Ya i already told my wife that i have to go get him. I'll post it when i get him home.


----------



## TAWhatley (Mar 6, 2001)

shawn arnold said:


> Ya i already told my wife that i have to go get him. I'll post it when i get him home.


Much appreciated! Hope you have had a good weekend and will have a great next week!

Terry


----------



## Margarret (May 3, 2007)

shawn arnold said:


> Ya i already told my wife that i have to go get him. I'll post it when i get him home.


Thank you Shawn. I'll look for your post tomorrow.

Margaret


----------



## shawn arnold (Nov 9, 2009)

I just called the shelter and the pigeon is still there. so I'll be there in a few hours to go and adopt it. I'll let everyone know when i get back. shawn


----------



## lwerden (May 31, 2008)

Thank you Shawn for caring and doing this.
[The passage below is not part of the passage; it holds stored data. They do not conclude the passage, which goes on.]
PR #10846, opened 2025-08-05
feat: typescript sdk remote lib in module

TomChv:
Add the capability to use the remote dagger library on the Typescript SDK.

This make possible to commit the generated client bindings and simplify overall module setup.
For backward compatibility and consistency across the various setup (local, bundle, remote), I used the import map to rename the remote dependency `@dagger.io/core` so the user still import the client binding with `@dagger.io/dagger`.

### Setup remote module on Node/Bun

```shell
yarn init // bun init
yarn add @dagger.io/dagger // or bun install @dagger.io/dagger
dagger init --sdk=typescript --name=example --source=.
```

This will produce the following import aliases:

```json
{
    "paths": {
      "@dagger.io/dagger": [
        "./sdk/index.ts"
      ],
      "@dagger.io/dagger/telemetry": [
        "./sdk/telemetry.ts"
      ],
      "@dagger.io/core": [
        "./node_modules/@dagger.io/dagger/dist/src/index"
      ]
    }
}
```

So the exported `sdk/index.ts` will rely on `@dagger.io/core` and the generated bindinds:

```ts
export { ... } from "@dagger.io/core"

export type { ConnectOpts, CallbackFct } from "@dagger.io/core"

export * from "./client.gen.js"
```

### Setup remote module on Deno

```shell
deno init
deno install npm:@dagger.io/dagger
dagger init --sdk=typescript --name=example --source=.
```

This will produce the following imports on the `deno.json`

```json
  "imports": {
    "@dagger.io/dagger": "./sdk/index.ts",
    "typescript": "npm:typescript@^5.8.2",
    "@dagger.io/dagger/telemetry": "./sdk/telemetry.ts",
    "@dagger.io/core": "npm:@dagger.io/dagger"
  },
```

Since import alias and actual import maps are merged in Deno, we have the alias aside of the actual package, it's a bit tricky but it works fine ;)

### Side notes

- This also fixes the import inconsistency on generated client, I added the same alias system so now the user can import the client using `@dagger.io/dagger` instead of `@dagger.io/client`
- Remove unused `__tsclientconfig.updator.ts` 
- Add `remote` option to codegen binary, I'll unify bundle/remote in a single flag to avoid duplication after I finish the benchmarks.

### Benchmarks

Screenshot 2025-08-28 at 14 03 00

We see that it can speed up a bit the module loading and overall it's similar to our current performances so no lose on this side.

I also wanted to test the code execution, to see if there's a difference between executing the library from bundled code or from the node_modules directory

Screenshot 2025-08-28 at 14 06 10

We see that there's not much difference except for the bun no cache case but this may be caused by my internet connection being sometime unstable. When looking at the trace, I noticed that the image downloading took 2.8s where normally it takes 0.9 to 1.2s.

### Conclusion

Overall, using the remote SDK library doesn't impact performances and add the convenience to publish the generated client, which may lead to some optimization like not regenerating the client if the call is trigger from a CI, since it can be commited.
It may be interesting as a config in the `dagger.json` or a flag from the CLI.

### DIFF
--- a/cmd/codegen/main.go
+++ b/cmd/codegen/main.go
@@ -26,7 +26,7 @@ func init() {
 	rootCmd.PersistentFlags().StringVarP(&outputDir, "output", "o", ".", "output directory")
 	rootCmd.PersistentFlags().StringVar(&introspectionJSONPath, "introspection-json-path", "", "optional path to file containing pre-computed graphql introspection JSON")
 	rootCmd.PersistentFlags().BoolVar(&bundle, "bundle", false, "generate the client in bundle mode")
-	rootCmd.PersistentFlags().BoolVar(&remote, "remote", false, "generate the client using the remote sdk")
+	rootCmd.PersistentFlags().BoolVar(&remote, "remote", false, "generate the client using the published client library")
 }
 
 func main() {


TomChv:
PR green, I'm not sure what's the strategy to test that since it relies on the published library, but maybe I can pin a specific version.
This would also help to ensure backward compatibility.

I plan to do some benchmarks first then, will do that tomorrow.

TomChv:
One thing before we merge that: how do we properly test that remote library?

cmd/codegen/main.go
```diff
@@ -26,6 +26,7 @@ func init() {
 	rootCmd.PersistentFlags().StringVarP(&outputDir, "output", "o", ".", "output directory")
 	rootCmd.PersistentFlags().StringVar(&introspectionJSONPath, "introspection-json-path", "", "optional path to file containing pre-computed graphql introspection JSON")
 	rootCmd.PersistentFlags().BoolVar(&bundle, "bundle", false, "generate the client in bundle mode")
+	rootCmd.PersistentFlags().BoolVar(&remote, "remote", false, "generate the client using the remote sdk")
```
helderco:
```suggestion
	rootCmd.PersistentFlags().BoolVar(&remote, "remote", false, "generate the client using the published client library")
```

helderco (commented):
Need to figure out testing. You can prepare the library and get it released first, then make the necessary changes in the sdk module after. We also have ways to mock a specific dagger version in our test suite, although I'm not sure if we have any test case that mocks the version in the way you need to here.

I've done this in Python already, and used `dag.Version()` too to start, but when I started thinking more seriously about testing use cases I found cracks where the version handling needs to be more robust, so I reverted the change to get ready for release.

TomChv:
> Need to figure out testing. You can prepare the library and get it released first, then make the necessary changes in the sdk module after. We also have ways to mock a specific dagger version in our test suite, although I'm not sure if we have any test case that mocks the version in the way you need to here.

In theory, the bundle or local library is exactly the same as the published one so the only thing to test is that we correctly pick up the library version based on the engine.

The important thing to test is that:
- `tsconfig.json` is properly configured to handle the remote library
- generated client correctly uses the published version
- static files (`index.ts` etc..) are correctly exporting the generated client and library function.

So we could lock a specific engine version and do the test on it, this is not likely to changes with time.

> I've done this in Python already, and used dag.Version() too to start, but when I started thinking more seriously about testing use cases I found cracks where the version handling needs to be more robust, so I reverted the change to get ready for release.

So what are our solutions? Ideally we could create in the tests a custom registry, publish library and use that in the integration tests so we have the right behaviour.

https://verdaccio.org/ may be a solution for that?

marcosnils:
We spoke with Tom and we agreed on closing this PR since it's only a typescript specific thing that it's not addressing any user specific request. It's also bringing fragmentation to the SDK DX given that this SDK will be the only one supporting this if the PR gets merged. 

Tom will eventually come back to this after making some interfaces changes in the core SDK  codegen flow which will facilitate this implementation to all main SDKs. 

> So what are our solutions? Ideally we could create in the tests a custom registry, publish library and use that in the integration tests so we have the right behavior.

after syncing with @TomChv  we  agreed that this could be tested by installing the typescript sdk locally via `yarn install ./ts_sdk` and then  verifying that all the files get generated accordingly. This will require a small change in the typescript SDK  to upload relative path directories into the SDK init codegen phase but we agreed it is the correct thing to do.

Looking forward to hearing from you once you have the bird with you.


----------



## shawn arnold (Nov 9, 2009)

I'm still pretty new to this forum and i see people all the time going out of the way to help these little birds that we all love so much. It's the least I could do. shawn


----------



## c.hert (Jan 15, 2010)

Your new pigeon is so beautiful and you are a nice person to adopt it--thanks c.hert


----------



## shawn arnold (Nov 9, 2009)

Well I'm back from the shelter. He is doing good just a little spooked. some back ground: he was from utah. then sold to some one in Los Angeles. The shelter called the original owner in Utah, he wanted the shelter to ship it back to him. they said no. the owner in L.A. didnt want it. so it went up for adoption. So it looks like he has a home with me. Because the owner in Utah didnt want to pay for shipping (thats what the shelter told me). I'll keep you all up to date on his settling. shawn


----------



## Jay3 (May 4, 2008)

You have gotten yourself a beautiful little bird there. Congrats! More pics of him when settled please!


----------



## george simon (Feb 28, 2006)

shawn arnold said:


> Well I'm back from the shelter. He is doing good just a little spooked. some back ground: he was from utah. then sold to some one in Los Angeles. The shelter called the original owner in Utah, he wanted the shelter to ship it back to him. they said no. the owner in L.A. didnt want it. so it went up for adoption. So it looks like he has a home with me. Because the owner in Utah didnt want to pay for shipping (thats what the shelter told me). I'll keep you all up to date on his settling. shawn


Hi Shawn, This is a very nice bird if you want to breed more like it we need to find a mate that is call a kite which, is a t-check carring bronze. Is the bird a male or female for breeding a male almond is the best way to with a kite hen.There is a roller guy in the METRO club I don't know what type of rollers he has but if he has the right roller breed he may have an kite mate for your bird. ................GEORGE


----------



## Margarret (May 3, 2007)

shawn arnold said:


> Well I'm back from the shelter. He is doing good just a little spooked. some back ground: he was from utah. then sold to some one in Los Angeles. The shelter called the original owner in Utah, he wanted the shelter to ship it back to him. they said no. the owner in L.A. didnt want it. so it went up for adoption. So it looks like he has a home with me. Because the owner in Utah didnt want to pay for shipping (thats what the shelter told me). I'll keep you all up to date on his settling. shawn


Shawn,

Thank you so much for getting this little bird from the shelter. It is a real beauty. I'll look forward to the updates on him(or her).

Margaret


----------



## TAWhatley (Mar 6, 2001)

Thank you, Shawn! That's a very lovely bird you just saved. Enjoy him or her! We are most appreciative of your help!

Terry


----------



## shawn arnold (Nov 9, 2009)

I would like to thank you all for the support. I will do it agaain if I need to. I'm so glad that I joined this close nit group of pigeon lovers. That would be great George. I think that it is a hen. but will know in a few days of watching it with my other birds. I'll let you all know whats going on with Glory (thats the name the shelter gave him/her).


----------